■ Task goal: Among these records, which lines include "protocol"? Copy them out.
*** Opening of Records to use ***
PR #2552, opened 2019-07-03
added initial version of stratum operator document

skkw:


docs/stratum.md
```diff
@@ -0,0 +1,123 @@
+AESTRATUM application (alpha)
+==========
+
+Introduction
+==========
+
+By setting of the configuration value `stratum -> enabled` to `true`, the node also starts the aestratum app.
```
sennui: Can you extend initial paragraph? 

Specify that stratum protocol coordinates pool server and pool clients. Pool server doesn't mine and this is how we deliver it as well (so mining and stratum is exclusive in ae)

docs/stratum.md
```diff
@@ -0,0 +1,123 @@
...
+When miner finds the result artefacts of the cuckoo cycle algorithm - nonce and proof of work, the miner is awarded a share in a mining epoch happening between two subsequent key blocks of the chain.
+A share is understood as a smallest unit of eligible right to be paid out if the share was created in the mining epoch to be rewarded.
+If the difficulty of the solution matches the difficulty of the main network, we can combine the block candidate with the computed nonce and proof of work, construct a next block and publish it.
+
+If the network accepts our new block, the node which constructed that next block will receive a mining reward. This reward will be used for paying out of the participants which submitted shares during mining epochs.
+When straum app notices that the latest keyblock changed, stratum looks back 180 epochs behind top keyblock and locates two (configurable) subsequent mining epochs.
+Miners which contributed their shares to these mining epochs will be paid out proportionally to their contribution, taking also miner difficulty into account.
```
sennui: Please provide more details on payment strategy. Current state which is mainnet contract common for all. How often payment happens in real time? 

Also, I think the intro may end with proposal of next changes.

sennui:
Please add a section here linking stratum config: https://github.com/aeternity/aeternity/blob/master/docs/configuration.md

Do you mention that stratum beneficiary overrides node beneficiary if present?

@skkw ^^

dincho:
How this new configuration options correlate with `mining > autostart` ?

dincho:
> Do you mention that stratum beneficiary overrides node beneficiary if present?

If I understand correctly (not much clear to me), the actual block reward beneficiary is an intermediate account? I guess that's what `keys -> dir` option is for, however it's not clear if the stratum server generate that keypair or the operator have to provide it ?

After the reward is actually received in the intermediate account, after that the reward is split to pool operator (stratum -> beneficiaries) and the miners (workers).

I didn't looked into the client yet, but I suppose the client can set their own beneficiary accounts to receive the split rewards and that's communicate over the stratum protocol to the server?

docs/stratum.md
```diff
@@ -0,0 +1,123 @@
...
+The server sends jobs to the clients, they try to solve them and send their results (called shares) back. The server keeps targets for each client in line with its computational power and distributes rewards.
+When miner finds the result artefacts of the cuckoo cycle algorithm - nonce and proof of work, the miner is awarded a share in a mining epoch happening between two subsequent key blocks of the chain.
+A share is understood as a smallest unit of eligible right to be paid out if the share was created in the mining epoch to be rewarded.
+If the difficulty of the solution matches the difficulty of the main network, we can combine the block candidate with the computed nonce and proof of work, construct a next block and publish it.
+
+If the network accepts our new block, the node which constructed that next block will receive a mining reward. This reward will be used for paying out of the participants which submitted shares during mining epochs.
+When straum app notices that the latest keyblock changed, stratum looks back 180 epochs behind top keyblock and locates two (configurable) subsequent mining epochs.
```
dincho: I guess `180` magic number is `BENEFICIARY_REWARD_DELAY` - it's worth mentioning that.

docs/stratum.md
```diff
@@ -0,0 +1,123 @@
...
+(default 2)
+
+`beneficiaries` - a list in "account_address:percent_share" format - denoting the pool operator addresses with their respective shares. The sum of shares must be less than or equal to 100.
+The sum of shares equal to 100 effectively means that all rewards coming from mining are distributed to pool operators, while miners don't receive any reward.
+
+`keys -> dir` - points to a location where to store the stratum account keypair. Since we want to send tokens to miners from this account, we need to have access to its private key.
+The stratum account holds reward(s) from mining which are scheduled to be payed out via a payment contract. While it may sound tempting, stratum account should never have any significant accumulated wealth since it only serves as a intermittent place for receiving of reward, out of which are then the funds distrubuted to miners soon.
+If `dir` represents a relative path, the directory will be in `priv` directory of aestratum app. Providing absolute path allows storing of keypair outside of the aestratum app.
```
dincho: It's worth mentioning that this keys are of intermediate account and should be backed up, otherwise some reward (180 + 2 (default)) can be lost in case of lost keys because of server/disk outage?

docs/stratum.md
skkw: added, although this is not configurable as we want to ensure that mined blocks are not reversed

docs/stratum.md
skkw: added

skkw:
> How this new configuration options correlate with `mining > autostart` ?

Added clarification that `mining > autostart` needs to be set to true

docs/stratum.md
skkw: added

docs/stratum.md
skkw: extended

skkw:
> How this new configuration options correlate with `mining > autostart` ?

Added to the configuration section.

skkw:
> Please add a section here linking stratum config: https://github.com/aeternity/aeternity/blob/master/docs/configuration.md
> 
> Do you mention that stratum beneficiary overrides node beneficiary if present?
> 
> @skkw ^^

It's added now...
*** Close of Records to use ***
■ Final answer:
Specify that stratum protocol coordinates pool server and pool clients. Pool server doesn't mine and this is how we deliver it as well (so mining and stratum is exclusive in ae)
I didn't looked into the client yet, but I suppose the client can set their own beneficiary accounts to receive the split rewards and that's communicate over the stratum protocol to the server?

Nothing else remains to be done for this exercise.